Running machine learning models in a production environment brings its own challenges. In this talk we would like to present our solution of a machine learning lifecycle for the text-based cataloging classification system from idealo.de. We will share lessons learned and talk about our experiences during the lifecycle migration from a hosted cluster to a cloud solution within the last 3 years. In addition, we will outline how we embedded our ML components as part of the overall idealo.de processing architecture.
idealo.de offers a price comparison service for millions of products from a wide variety of categories. The automated classification of the offers is carried out using both traditional and deep learning-based approaches. Our machine learning components are part of a fully automated life cycle and process up to 500 million offers daily at peak times.
In addition to the enormous amount of data that we process, we particularly face the challenges of being online 24/7 while adapting to an ever-changing catalog structure. This requires a high level of reliability from our inference service and continuous automated retraining and model deployment.
In this talk we would like to share and present our view on MLOps:
- How we integrate our CI/CD and continuous training pipelines with Github and AWS Sagemaker
- How we migrate the lifecycle from a hosted cluster (running Kubernetes, Argo Workflows and ArgoCD) to the cloud (running AWS Sagemaker and Datalake).

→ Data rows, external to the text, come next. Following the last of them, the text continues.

PR #1971, opened 2018-04-06
Enable warning: warning manipulation

furiel:
The final helper PR for #1302.

This is the last part I would like to extract from #1302. The idea is the following:
- This patchset adds those warnings to enable extra warnings that do not generate warnings for now. The other part of the list is left in #1302.
- Besides that part, I ported the CFLAGS specification cleanup patch of @bazsi.

The plan is #1302 will only contain those warning options, that we need to deal with code change. When we have a list, we will write issues about those and expect those be fixed/analyzed through the newly created issues and prs. As such, #1302 will be resolved.

### DIFF
--- a/Makefile.am
+++ b/Makefile.am
@@ -43,9 +43,16 @@ AM_CPPFLAGS		= -I$(top_srcdir)/lib -I$(top_srcdir)/modules -I$(top_builddir)/lib
 # configure script gives us -g and/or -O2, but all warning related settings
 # should be here
 
+# Important warnings
 AM_CFLAGS = \
 	-Wshadow \
 	-fcommon
+
+# Acceptable warnings
+AM_CFLAGS += \
+	-Wno-stack-protector \
+	-Wno-unused-parameter \
+	-Wno-variadic-macros
 
 if ENABLE_EXTRA_WARNINGS
 AM_CFLAGS += \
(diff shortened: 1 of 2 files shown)


kira-syslogng:
success

gaborznagy:
These are just notes in general for warnings. Sorry if it's spam from this PR's point of view.
- list of warnings we would like to have
In the description of #1302 there is a list of warnings that we would like to have.
Is that list complete? I have just spotted a minor warning that is not covered although its cousin has been covered already: `-Wold-style-definition` is not on the list, while `-Wold-style-declaration` is fixed already.

- clang support of enable-extra-warnings
We have turned off `--enable-extra-warnings` in travis for clang since https://github.com/balabit/syslog-ng/commit/248cf78be9e67feaf90304fe78797c077c1b8456.
It would be good to have it again, although it would not give us a lot.
Clang does not support a lot of warnings that gcc does.
Also there are some warnings from gcc that is supported in clang, but just for compatibility purpose and they do nothing...
E.g.
https://clang.llvm.org/docs/DiagnosticsReference.html#wold-style-definition

- conditional usage of some of the warning switches
I see that this patch adds more conditional usage of warnings that I mentioned in clang support above.
https://github.com/balabit/syslog-ng/blob/518dc5da1f11e2d33a0afcb99176995a749563e2/configure.ac#L495-L497
Can we use this to solve the clang problem, or it would increase complexity hugely?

- How we monitor our models as well as data and performance indicators up to date and alert in case of disruptions
- How we embed the classifiers in an event-driven heterogeneous software architecture (based on Kotlin and Python).
And share lessons learned on:
- How we keep reliability high while deploying, updating, and scaling our classification inference services
- How we meet a valid compromise between performance and cost requirements.